In the data below, find each line that contains the word "tritao" and copy it.

******************************

PR #4381, opened 2023-04-01
Allow importing enum variants

### LINKED ISSUE #614: Allow importing enum variants
In Rust, you can import enum variants like this: `use Result::*`. We want that.

IGI-111:
## Description

Fix #614

This change allows imports of enum variants either individually or with a wildcard, like so:

```sway
use std::option::Option::None;
use std::option::Option::*;
```

Variants can then be used without specifying the enum, both in scrutinees and expressions:

```sway
let a = Some(10);
match a {
  Some(_) => {}
  None => {}
}
```

This creates a novel ambiguity: `Some(10)` would previously have been unambiguously a function application, but it can now be a variant. We resolve this through the existing mechanism for ambiguous call paths which now handles not just expressions like `Foo::Bar` but also expressions like `Foo`.

These variant imports point to a special kind of `TyDecl` and are eventually resolved to a proper enum declaration at the type checking phase similarly to other "special" `TyDecl`s.

## Checklist


JoshuaBatty (commented):
Nice! LGTM, just a conflict that needs addressing before I can approve.

JoshuaBatty (approved):

sway-core/src/semantic_analysis/ast_node/expression/typed_expression.rs
```diff
@@ -968,6 +968,37 @@ impl ty::TyExpression {
     ) -> CompileResult<ty::TyExpression> {
         let decl_engine = ctx.decl_engine;
 
+        // is it a singleton?
+        let before = if let Some(b) = before {
+            b
+        } else {
```
otrho, line 974: This pattern can be simplified to `before.unwrap_or_else(|| ...)`.

sway-core/src/semantic_analysis/namespace/module.rs
```diff
@@ -400,6 +403,183 @@ impl Module {
...
+
+        let decl_engine = engines.de();
+
+        let src_ns = check!(
+            self.check_submodule(src),
+            return err(warnings, errors),
+            warnings,
+            errors
+        );
+        match src_ns.symbols.get(enum_name).cloned() {
```
otrho, line 430: Similarly here, for the rest of this match statement.  It's often more concise to use `map()`, `and_then()`, `unwrap_or_else()`, etc. for `Option` and `Result` rather than matching `Some` or `None`.

otrho (approved):

Issue #3659, opened 2022-12-27
Simplify `forc doc` `constants` to a single file


eureka-cpu:
This is to avoid duplicates and have all `const`s in one place

eureka-cpu:
This was closed by #4382

Issue #3656, opened 2022-12-27
Reorganize the module tree of `forc doc`


eureka-cpu:
The `doc` and `render` files in `forc doc` are growing quite large and will continue to do so. It may be a good idea to reorganize this to simplify file navigation.

eureka-cpu:
This was closed by #4382

PR #4382, opened 2023-04-01
chore(`forc-doc`): Reorganizes the file tree

eureka-cpu:
## Description
A clean up PR to make finding & understanding things much easier.

## Checklist

- [x] I have linked to any relevant issues. #3656 #3659


kayagokalp (dismissed):
Left some optional stuff, feel free to disregard

forc-plugins/forc-doc/src/render/index.rs
```diff
@@ -0,0 +1,243 @@
...
+                        //                     placeholder="Searchbar unimplemented, see issue #3480...",
+                        //                     type="search"
+                        //                 );
+                        //                 div(id="help-button", title="help", tabindex="-1") {
+                        //                     button(type="button") { : "?" }
+                        //                 }
+                        //             }
+                        //         }
+                        //     }
+                        // }
```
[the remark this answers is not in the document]
eureka-cpu: I would like to keep it since it's technically going to be a feature soon, if possible.

forc-plugins/forc-doc/src/render/util/format/code_block.rs
```diff
@@ -0,0 +1,7 @@
+/// Takes a formatted String fn and returns only the function signature.
```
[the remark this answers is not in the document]
eureka-cpu: Sure that makes sense

JoshuaBatty (dismissed):

forc-plugins/forc-doc/src/render/util/format/docstring.rs
```diff
@@ -0,0 +1,91 @@
...
+        v.first().expect("expected a non-empty str")
+    } else if raw_html.contains(H4) {
+        let v: Vec<_> = raw_html.split(H4).collect();
+        v.first().expect("expected a non-empty str")
+    } else if raw_html.contains(H5) {
+        let v: Vec<_> = raw_html.split(H5).collect();
+        v.first().expect("expected a non-empty str")
+    } else {
+        raw_html
+    }
```
Braqzen, line 90: hm, I have a feeling that there's probably some slick way of refining this into a few lines

forc-plugins/forc-doc/src/render/title.rs
```diff
@@ -0,0 +1,94 @@
...
+        match self {
+            Self::Modules => "mod",
+            Self::Structs => "struct",
+            Self::Enums => "enum",
+            Self::Traits => "trait",
+            Self::Abi => "abi",
+            Self::ContractStorage => "storage",
+            Self::Constants => "constant",
+            Self::Functions => "fn",
+            _ => unimplemented!("These titles are unimplemented, and should not be used this way."),
```
Braqzen, line 63: Shouldn't this use a `panic!` instead? Wouldn't that be more accurate since it's not meant to be implemented?

forc-plugins/forc-doc/src/render/title.rs
```diff
@@ -0,0 +1,94 @@
...
+        match self {
+            TyDecl::StructDecl { .. } => BlockTitle::Structs,
+            TyDecl::EnumDecl { .. } => BlockTitle::Enums,
+            TyDecl::TraitDecl { .. } => BlockTitle::Traits,
+            TyDecl::AbiDecl { .. } => BlockTitle::Abi,
+            TyDecl::StorageDecl { .. } => BlockTitle::ContractStorage,
+            TyDecl::ConstantDecl { .. } => BlockTitle::Constants,
+            TyDecl::FunctionDecl { .. } => BlockTitle::Functions,
+            _ => {
+                unreachable!("All other TyDecls are non-documentable and will never be matched on")
```
Braqzen, line 90: Also wondering about why `unreachable!` was used here.

forc-plugins/forc-doc/src/render/index.rs
```diff
@@ -0,0 +1,243 @@
...
+    module_info: ModuleInfo,
+    module_docs: DocLinks,
+}
+impl ModuleIndex {
+    pub(crate) fn new(
+        version_opt: Option<String>,
+        module_info: ModuleInfo,
+        module_docs: DocLinks,
+    ) -> Self {
+        ModuleIndex {
```
Braqzen, line 111:
```suggestion
        Self {
```

forc-plugins/forc-doc/src/render/index.rs
```diff
@@ -0,0 +1,243 @@
...
+            self.module_docs.clone(),
+        )
+    }
+}
+impl Renderable for ModuleIndex {
+    fn render(self, render_plan: RenderPlan) -> Result<Box<dyn RenderBox>> {
+        let doc_links = self.module_docs.clone().render(render_plan.clone())?;
+        let sidebar = self.sidebar().render(render_plan)?;
+        let title_prefix = match self.module_docs.style {
+            DocStyle::ProjectIndex(ref program_type) => format!("{program_type} "),
```
Braqzen, line 137: I don't remember the different between using `ref` vs `&`, I always forget. Is there a reason for `ref` over the common `&`?

forc-plugins/forc-doc/src/render/index.rs
```diff
@@ -0,0 +1,243 @@
...
+            DocStyle::ModuleIndex => "Module ".to_string(),
+            _ => unreachable!("Module Index can only be either a project or module at this time."),
```
Braqzen, line 139: Unreachable over panic?

forc-plugins/forc-doc/src/render/item/context.rs
```diff
@@ -0,0 +1,354 @@
...
+    pub(crate) fn new(module_info: ModuleInfo, context_type: ContextType) -> Self {
+        Self {
+            module_info,
+            context_type,
+        }
+    }
+}
+impl Renderable for Context {
+    fn render(self, render_plan: RenderPlan) -> Result<Box<dyn RenderBox>> {
+        let mut rendered_list: Vec<String> = Vec::new();
```
Braqzen, line 46: Perhaps inside each match arm before the loop consider reallocating to the size of the field/variant/method so that the pushing does not continue to reallocate? This would be a single change vs multiple changes depending on the number of items

forc-plugins/forc-doc/src/render/item/context.rs
```diff
@@ -0,0 +1,354 @@
...
+pub(crate) enum ContextType {
+    /// structs
+    StructFields(Vec<TyStructField>),
+    /// storage
+    StorageFields(Vec<TyStorageField>),
+    /// enums
+    EnumVariants(Vec<TyEnumVariant>),
+    /// traits and abi, this can be split
+    /// at a later date if need be
+    RequiredMethods(Vec<TyTraitFn>),
```
Braqzen, line 343: Unsure about how useful this documentation is. Perhaps remove / provide more context? Pun unintended

forc-plugins/forc-doc/src/render/mod.rs
```diff
@@ -0,0 +1,279 @@
...
+    /// Final rendering of a [Document] HTML page to String.
+    fn from_rendered_content(rendered_content: Box<dyn RenderBox>) -> Self {
+        let markup = html! {
+            : doctype::HTML;
+            html {
+                : rendered_content
+            }
+        };
+
+        Self(markup.into_string().unwrap())
```
Braqzen, line 264: Can we unwrap here or should we expect?

Braqzen (approved):
I would avoid as many glob imports as possible

forc-plugins/forc-doc/src/render/util/format/docstring.rs
eureka-cpu: I could put them in a vec, then loop through the vec and perform the action that's being repeated here. That would reduce the amount of lines for sure. I'm honestly not sure why I did it this way initially, I think I was just trying to rush past this part and finish the main portion of the PR this came from.

forc-plugins/forc-doc/src/render/title.rs
eureka-cpu: Since it's only for use in forc doc, I think it makes sense to have them as unimplemented or unreachable. cc @JoshuaBatty

forc-plugins/forc-doc/src/render/title.rs
eureka-cpu: I believe I was told to use unreachable for instances like this one. Initially, I would have used panic. I forget what logic was presented to me, but it was enough to make me change it to unreachable.

forc-plugins/forc-doc/src/render/index.rs
eureka-cpu: The `ref` keyword here is used since you can't use `&`, they are essentially equivalent. I'm not sure why rust made the syntax this way.

forc-plugins/forc-doc/src/render/index.rs
eureka-cpu: Again, used in instances where I used a match statement and all other types to match on will never be reached

forc-plugins/forc-doc/src/render/item/context.rs
eureka-cpu: Makes sense

forc-plugins/forc-doc/src/render/item/context.rs
eureka-cpu: Not sure why my brain thought this was enough info for someone else to understand what this does lol thanks

forc-plugins/forc-doc/src/render/mod.rs
eureka-cpu: I can probably do you one better and add an `anyhow!` error message

forc-plugins/forc-doc/src/render/item/context.rs
eureka-cpu: After looking at this a bit more, the size of the `String` created in each iteration cannot be known until it's created. The field/variant/methods are not the same size as the `String` created from them.

Braqzen (approved):

forc-plugins/forc-doc/src/render/title.rs
JoshuaBatty: I'm happy with it staying as `unimplemented!`

JoshuaBatty (approved):

Issue #4218, opened 2023-03-03
Local constants do not require initializers


mohammadfawaz:
E.g.
```rust
script;

fn main() {
    const X:u64;
}
```
This should fail to compile but it doesn't. Moving the declaration to module scope causes the compiler to emit an error, but the local case doesn't seem to be handled.

mohammadfawaz:
I believe this is a regression in https://github.com/FuelLabs/sway/pull/4140. Assigning to you @tritao.

PR #4385, opened 2023-04-03
Disallow block-level const declarations without a value expression.

tritao:
Closes https://github.com/FuelLabs/sway/issues/4218.

## Description

As the title says, disallows block-level const declarations without a value expressions.

## Checklist

### DIFF
--- a/sway-lib-std/src/u256.sw
+++ b/sway-lib-std/src/u256.sw
@@ -478,15 +478,27 @@ impl core::ops::Multiply for U256 {
                     result_d_d.lower,
                 ))
             } else {
+                // note, that `self.a`, `self.b`, `other.a`, `other.b` are all equal to 0
                 let result_c_c = other.c.overflowing_mul(self.c);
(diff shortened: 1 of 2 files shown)


sway-core/src/transform/to_parsed_lang/convert_parse_tree.rs
```diff
@@ -97,6 +104,7 @@ fn item_to_ast_nodes(
     engines: Engines<'_>,
     item: Item,
     is_root: bool,
+    is_inside_code_block: bool,
```
mohammadfawaz, line 107: I prefer something like `is_associated_const_in_trait` which is only `true` when the `const` is an associated constant in a trait definition, and `false` otherwise.

mohammadfawaz:
> Updated PR with a simpler approach.

Does the new approach still allow associated consts in traits to not be initialized?

mohammadfawaz (approved):
Great! Thanks.

PR #4393, opened 2023-04-04
Add conditional compilation by `program_type`

AlicanC:
This is a followup for #4292 which adds the `program_type` argument for the `cfg` attribute.

Should unblock https://github.com/FuelLabs/sway/pull/3829#issuecomment-1398751998


mohammadfawaz:
Very cool!

otrho (commented):
Cool.  Can we add some should-fail tests to confirm a mismatch?

otrho (approved):

Issue #2690, opened 2022-09-01
Remove the `should_fail`/`should_pass` separation in E2E tests


AlicanC:
Our E2E test suite separates tests into two directories: `should_fail` and `should_pass`. IIRC we were using these directories to determine what to expect, but we now do that with `test.toml`s and it doesn't really matter which directory a test sits in.

My suggestion is that we should not organize tests in this way. If you are working on a feature, all tests, failing or not, should be in the same directory.

So now it looks like:
```
test/src/e2e_vm_tests/test_programs/should_pass/passing_test_for_feature_a
test/src/e2e_vm_tests/test_programs/should_fail/failing_test_for_feature_a
```

And my suggestion is:
```
test/src/e2e_vm_tests/test_programs/feature_a/passing_test
test/src/e2e_vm_tests/test_programs/feature_a/failing_test
```

otrho:
I considered this when introducing the `test.toml` testing, but it would've been too big a diff to do it then.  But I agree, we really don't need to organise based on the test type, but rather what it is actually testing.

PR #4394, opened 2023-04-04
Begin phasing out test directories `should_pass` and `should_fail`

AlicanC:
This PR is an attempt to fix https://github.com/FuelLabs/sway/issues/2690.

Challenges I've identified:
- These paths are hot and modifying them can cause a lot of conflicts.
- It isn't easy to figure out where everything should go.

The idea here is:
- We begin a migration with the merge of this PR.
- We put a notice in the repo describing what's up.
- We assign team leads as code-owners so they watch the progress. They prevent new code being added and encourage migration.
- When all is done we remove the notice and unassign code-owners.


AlicanC:
@otrho @mohammadfawaz asked for reviews to get your initial thoughts on this.

otrho:
Sure, sounds good to me.  It's not super high priority though, so it can be a gradual change.

PR #4407, opened 2023-04-06
feat: disallow nested packages

### LINKED ISSUE #4072: Conservatively disallow nesting a package within a package
In today's tooling sync there was some discussion w.r.t. some ambiguities in forc behaviour around handling packages that are nested within another package.

E.g. currently, there's nothing stopping a user nesting a package within the src directory of another package. This makes it tricky for tools like `forc fmt` to reliably only operate on workspace *members* without actually parsing the sway files to learn what modules are a part of the project, and which ones aren't.

For now, we may wish to conservatively disallow nesting a forc package within another package to avoid these ambiguous situations.

We could use a simple function where given a path to a package's forc.toml, we walk the directory and ensure that there are no other occurences of a `forc.toml` throughout the package.

We should avoid doing this a lot unnecessarily as some users might have large package directories and the walk could be expensive. We probably only want to call this once for each member at the beginning of a command invocation, after the initial workspace or package manifest is loaded.

kayagokalp:
## Description

closes #4072 

Disallows package structure such as the following:

```console
proj1
├── proj2
│   ├── Forc.lock
│   ├── Forc.toml
│   ├── out
│   └── src
├── Forc.lock
├── Forc.toml
├── out
│   └── debug
└── src
    └── main.sw
```

## Checklist


kayagokalp:
blocked by #4412

forc-util/src/lib.rs
```diff
@@ -82,22 +102,22 @@ pub fn find_parent_dir_with_file(starter_path: &Path, file_name: &str) -> Option
     None
 }
 /// Continually go up in the file tree until a Forc manifest file is found.
-pub fn find_manifest_dir(starter_path: &Path) -> Option<PathBuf> {
+pub fn find_manifest_dir_in_parent(starter_path: &Path) -> Option<PathBuf> {
```
mitchmindtree, line 105:
```suggestion
pub fn find_manifest_dir_in_parents(starter_path: &Path) -> Option<PathBuf> {
```
Maybe we should use plural here to as the manifest might not be in the immediate parent, but some grandparent.

mitchmindtree: Thinking further, maybe a simpler name would be:
```suggestion
pub fn find_parent_manifest_dir(starter_path: &Path) -> Option<PathBuf> {
```
This might be a little more consistent with the `find_parent_dir` and `find_nested_manifest_dir` function names? Maybe we should change the `with_check` function too for consistency? I'm picturing:
- `find_parent_dir_with_file`
- `find_nested_dir_with_file`
- `find_parent_manifest_dir`
- `find_nested_manifest_dir`
- `find_parent_manifest_dir_with_check`

forc-util/src/lib.rs
```diff
@@ -64,6 +64,26 @@ pub fn format_log_receipts(receipts: &[fuel_tx::Receipt], pretty_print: bool) ->
...
+        .into_iter()
+        .filter_map(|e| e.ok())
+        .filter(|entry| entry.file_name().to_string_lossy() == constants::MANIFEST_FILE_NAME)
+        .map(|entry| {
+            let mut entry = entry.path().to_path_buf();
+            entry.pop();
+            entry
+        })
+        .nth(1)
+}
```
mitchmindtree, line 85: Perhaps we should split this into `find_nested_dir_with_file` and `find_nested_manifest_dir` like we do for the parent traversal functions?

forc-util/src/lib.rs
```diff
@@ -64,6 +64,26 @@ pub fn format_log_receipts(receipts: &[fuel_tx::Receipt], pretty_print: bool) ->
...
+    WalkDir::new(starter_path)
+        .into_iter()
+        .filter_map(|e| e.ok())
+        .filter(|entry| entry.file_name().to_string_lossy() == constants::MANIFEST_FILE_NAME)
+        .map(|entry| {
+            let mut entry = entry.path().to_path_buf();
+            entry.pop();
+            entry
+        })
+        .nth(1)
```
mitchmindtree, line 84: I'm not sure that `.nth(1)` is what we want here, as I think it assumes `starter_path` will always contain a manifest file :thinking: This might break in the case that this function is used to search for a nested manifest directory starting from a directory that does not already contain a manifest. I realize the doc comment mentions this, but perhaps we can make this function a little more intuitive/flexible by removing this constraint?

******************************

_ANSWER TO THIS PROBLEM_:
I believe this is a regression in https://github.com/FuelLabs/sway/pull/4140. Assigning to you @tritao.
tritao:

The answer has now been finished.